Actually link to .well-know is on the first tab of your realm settings - but link doesn't look like link, but as value of text box... bad ui design. Screenshot of Realm's General Tab

After much digging around we were able to scrape the info more or less (mainly from Keycloak's own JS client lib):

• Authorization Endpoint: /auth/realms/{realm}/tokens/login
• Token Endpoint: /auth/realms/{realm}/tokens/access/codes

As for OpenID Connect UserInfo, right now (1.1.0.Final) Keycloak doesn't implement this endpoint, so it is not fully OpenID Connect compliant. However, there is already a patch that adds that as of this writing should be included in 1.2.x.

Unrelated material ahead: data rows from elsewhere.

PR #9401, opened 2026-04-28
improve performance for Java "block-to-interface" conversion

### LINKED ISSUE #1401: Java interface using closure implementaion is slower than mixin implementation

### LINKED ISSUE #5023: excessive loading of same InterfaceImpl

### LINKED ISSUE #9424: proc to interface inconsistency with multiple args
Normally when JRuby encounters a functional interface with (the abstract method having) multiple parameters, the block receives all of them or the ones from the left e.g.

```
> { one: 1 }.to_java.forEach { |arg, val| puts arg }
one
=> nil
> { one: 1 }.to_java.forEach { |arg| puts arg }
one
=> nil
```

This behavior isn't consistent with a functional interface that includes an overload for the abstract interface method e.g.

```java
  @FunctionalInterface
  public interface TwoArgWriter {

      void write(String label, java.io.File file);

      default void write(java.io.File file) {
          write("default-label", file);
      }
}
```

in this case the current behavior (in 9.4 - 10.0.5.0) is that the generated implementation ends up re-defining the default method as the implementation, the **single `{ |arg| ... }` form will end up receiving the (second) `File` argument** as the sole argument. 

AI generated full reproducer: https://gist.github.com/kares/19b7e9aa8781eb4abf572d203642c980

kares:
Passing a Ruby block to a Java method that expects a SAM (single-abstract-method "functional interface") type has evolved into having very bad performance despite being one of the very useful JI features available in JRuby, current behavior:

1. allocates a fresh `RubyProc` (to wrap the `block`)
2. materialises a singleton class (`MetaClass`) for the proc object
3. `singletonClass.include(<interfaceModule>)` - `synchronized(runtime.hierarchyLock)`.
4. `extended` callback re-invokes `singletonClass.include(<interfaceModule>)`
   a no-op, but `includeModule` still calls `invalidateCacheDescendants` unconditionally, taking the same lock again
5. `addMethod("method_missing")` - `synchronized(hierarchyLock)`
6. `addMethod("<sam-method>")` - `synchronized(hierarchyLock)`

**4 acquisitions per task on a single monitor**
Under load with multiple threads, the lack of caching becomes very noticeable and prevents proper concurrent execution: 

- **per-call latency** is dominated by singleton-class setup, even when the call site is otherwise trivial
- **multi-thread throughput** is capped - adding more workers doesn't make things "faster"

---

The fix introduces a **specialised, lock-free conversion path** for blocks that originate at the Java-integration layer and are *known* to be on their way into just being used for *block-to-interface* execution, existing semantics for user-land `RubyProc`s are preserved.

### Performance

Numbers for the included micro benchmark: https://gist.github.com/kares/c4616956570fd58515ad6f0ffd822f8f

Improvement seems to be at the **order of 20-30x** and with **multi-threaded execution far beyond** (no more contention between threads).

### DIFF
--- a/core/src/main/java/org/jruby/java/codegen/BlockInterfaceGenerator.java
+++ b/core/src/main/java/org/jruby/java/codegen/BlockInterfaceGenerator.java
@@ -4,6 +4,7 @@ import java.lang.reflect.Constructor;
 import java.lang.reflect.Method;
 import java.lang.reflect.Modifier;
 import java.util.ArrayList;
+import java.util.concurrent.ConcurrentMap;
 
 import org.jruby.Ruby;
 import org.jruby.RubyProc;
@@ -11,6 +12,9 @@ import org.jruby.compiler.impl.SkinnyMethodAdapter;
 import org.jruby.java.proxies.BlockInterfaceTemplate;
 import org.jruby.javasupport.Java;
 import org.jruby.util.ASM;
+import org.jruby.util.ClassDefiningClassLoader;
+import org.jruby.util.JRubyClassLoader;
+import org.jruby.util.collections.ConcurrentWeakHashMap;
 import org.objectweb.asm.ClassWriter;
 import org.objectweb.asm.Type;
 import org.objectweb.asm.commons.GeneratorAdapter;
@@ -54,36 +58,49 @@ import static org.objectweb.asm.Opcodes.V11;
 public final class BlockInterfaceGenerator {
 
     /**
+     * Cache of generated {@link BlockInterfaceTemplate} subclass constructors, weakly keyed by the interface.
+     *
+     * <p>
+     * The generated class lives in the {@link JRubyClassLoader}, so the value never roots a classloader outside of
+     * JRuby itself; the only strong root held by a cache entry is the constructor (class pair) for the interface.
+     */
+    static final ConcurrentMap<Class<?>, Constructor<? extends BlockInterfaceTemplate>> CACHE = new ConcurrentWeakHashMap<>();
+
+    public static Constructor<? extends BlockInterfaceTemplate> fromCache(final Class<?> interfaceType) {
+        return CACHE.get(interfaceType);
+    }
+
+    /**
      * @return the constructor, which is usable with any Ruby block targeting the same interface
      */
     @SuppressWarnings("unchecked")
     public static Constructor<? extends BlockInterfaceTemplate> getConstructor(final Ruby runtime, final Class<?> interfaceType)
         throws ReflectiveOperationException {
+
+        var constructor = CACHE.get(interfaceType);
+        if (constructor != null) return constructor;
+
         assert interfaceType.isInterface();
 
         final String implClassName = makeImplClassName(interfaceType);
-        final ClassLoader loader = runtime.getJRubyClassLoader();
+        final JRubyClassLoader loader = runtime.getJRubyClassLoader();
 
-        Class<?> implClass;
         synchronized (loader) {
+            constructor = CACHE.get(interfaceType);
+            if (constructor != null) return constructor;
+
+            Class<?> implClass;
             try {
                 implClass = Class.forName(implClassName, true, loader);
             } catch (ClassNotFoundException e) {
+                assert Java.getFunctionalInterfaceMethod(interfaceType) != null : "not a functional-interface: " + interfaceType;
                 implClass = defineImplClass(loader, interfaceType, implClassName);
             }
-        }
 
-        return (Constructor<? extends BlockInterfaceTemplate>) implClass.getConstructor(RubyProc.class);
-    }
-
-    private static ArrayList<Method> getAbstractMethods(final Class<?> interfaceType) {
-        final var result = new ArrayList<Method>();
-        for (Method method : interfaceType.getMethods()) {
-            if (!Modifier.isAbstract(method.getModifiers())) continue;
-            if (method.getDeclaringClass() == Object.class) continue;
-            result.add(method);
+            constructor = (Constructor<? extends BlockInterfaceTemplate>) implClass.getConstructor(RubyProc.class);
+            CACHE.put(interfaceType, constructor);
+            return constructor;
         }
-        return result;
     }
 
     private static String makeImplClassName(final Class<?> interfaceType) {
@@ -99,10 +116,10 @@ public final class BlockInterfaceGenerator {
      *           implements <interfaceType> { ... }
      * }</pre>
      */
-    private static Class<?> defineImplClass(final ClassLoader loader,
+    private static Class<?> defineImplClass(final ClassDefiningClassLoader loader,
                                             final Class<?> interfaceType,
                                             final String implClassName) {
-        final ClassWriter cw = ASM.newClassWriter(loader);
+        final ClassWriter cw = ASM.newClassWriter((ClassLoader) loader);
         final String pathName = implClassName.replace('.', '/');
 
         cw.visit(V11,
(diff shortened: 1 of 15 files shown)


test/jruby/test_instantiating_interfaces.rb
```diff
@@ -51,6 +50,222 @@ def cs.char_at; nil end
     assert_equal ' ', cs.charAt(2)
   end
 
+  # --- arity 0 -----------------------------------------------------------------
+
+  def test_proc_to_java_functional_interface
```
kares, line 55: just extra tests, there aren't changed (given these are use-originated `Proc` objects -> they use the same old path as before)

core/src/main/java/org/jruby/java/codegen/BlockInterfaceGenerator.java
```diff
@@ -0,0 +1,310 @@
...
+
+            Class<?> implClass;
+            try {
+                implClass = Class.forName(implClassName, true, loader);
+            } catch (ClassNotFoundException e) {
+                assert Java.getFunctionalInterfaceMethod(interfaceType) != null : "not a functional-interface: " + interfaceType;
+                implClass = defineImplClass(loader, interfaceType, implClassName);
+            }
+
+            constructor = (Constructor<? extends BlockInterfaceTemplate>) implClass.getConstructor(RubyProc.class);
```
headius, line 98: Of course this stuff uses java.lang.reflect all over the place (both before and after this change) but we could be using MethodHandles for all of these and skip the overhead of a reflective invocation.

core/src/main/java/org/jruby/java/codegen/BlockInterfaceGenerator.java
```diff
@@ -0,0 +1,310 @@
...
+        }
+
+        emitReturn(mv, returnType);
+        mv.end();
+    }
+
+    /**
+     * Loads {@code argIndex} from the Java arg slots and boxes it if primitive.
+     */
+    private static void loadBoxedArg(GeneratorAdapter ga, int argIndex, Class<?> paramType) {
```
headius: These three utility methods already exist in various forms throughout JRuby. Look at RealClassGenerator for some examples. We don't need to reimplement primitive boxing and unboxing and class literal loading again.

headius (commented):
This is basically ok but there's a lot of duplicated code from elsewhere and we could consider using MethodHandle instead of reflection objects in some of these places. The logic seems sound; generate a class for Interface### to Proc dispatch and reuse it. I have some concerns about how these are being cached, for situations where many classes are encountered rarely or only once.

Overall I approve but we can chat through some improvements before merging.

I'd also like to see the benchmark code somewhere so we can continue to audit and profile those cases.

core/src/main/java/org/jruby/java/proxies/BlockInterfaceTemplate.java
```diff
@@ -0,0 +1,45 @@
...
+    public BlockInterfaceTemplate(final RubyProc proc) {
+        assert proc != null;
+        this.runtime = proc.getRuntime();
+        this.block = proc.getBlock();
+    }
+
+    @JIT
+    @SuppressWarnings("unused")
+    protected final IRubyObject __ruby_call(final Class<?> returnType) {
+        return block.call(runtime.getCurrentContext());
```
kares, line 25: while this seem a little abandoned (could be part of the generated class); at occasions I wanted to be able to set a break point around the "block-to-interface" execution, in Java, having the "template" super-class allows for that. no hard feelings if preference is to simply get rid of this.

core/src/main/java/org/jruby/java/codegen/BlockInterfaceGenerator.java
kares: tried unreflecting the constructor into a handle, no difference with the benchmarks mentioned in the PR.

core/src/main/java/org/jruby/java/proxies/BlockInterfaceTemplate.java
headius: I get the desire and it's nice to be able to fall back on something debuggable. I wish there were a way to specify `__FILE__` and `__LINE__` in Java so you could provide the original generated code lines in the stack trace.

core/src/main/java/org/jruby/java/codegen/BlockInterfaceGenerator.java
headius: The handle needs a static root of some kind, either a static final field (not possible here) or by using LambdaMetaFactory to generate an interface implementation. Without those it usually is not much faster than reflection, which also uses unrooted handles internally.

kares:
For the record, did a re-run of the snapshot build from this on a private (large JRuby scripting) codebase and everything was :green_circle: apart from one occurance of the inconsistency "bug" : https://github.com/jruby/jruby/issues/9424 (which is resolved here in the PR).

core/src/main/java/org/jruby/java/codegen/BlockInterfaceGenerator.java
headius: I'll open a separate issue to explore places we're using reflection and try replacing them with LambdaMetaFactory conversions for perf.

headius (approved):
Approved. Patch is much cleaner now that duplicate code has been eliminated and additional cleanup by hand. Merge at your discretion @kares.

headius:
Opened https://github.com/jruby/jruby/issues/9455 to explore lambda conversion for this and other places we still use reflection.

But - Ironically Keycloak does send back an id_token in together with the access token. Both the id_token and the access_token are signed JWTs, and the keys of the token are OpenID Connect's keys, i.e:

"iss":  "{realm}"
"sub":  "5bf30443-0cf7-4d31-b204-efd11a432659"
"name": "Amir Abiri"
"email: "..."

So while Keycloak 1.1.x is not fully OpenID Connect compliant, it does "speak" in OpenID Connect language.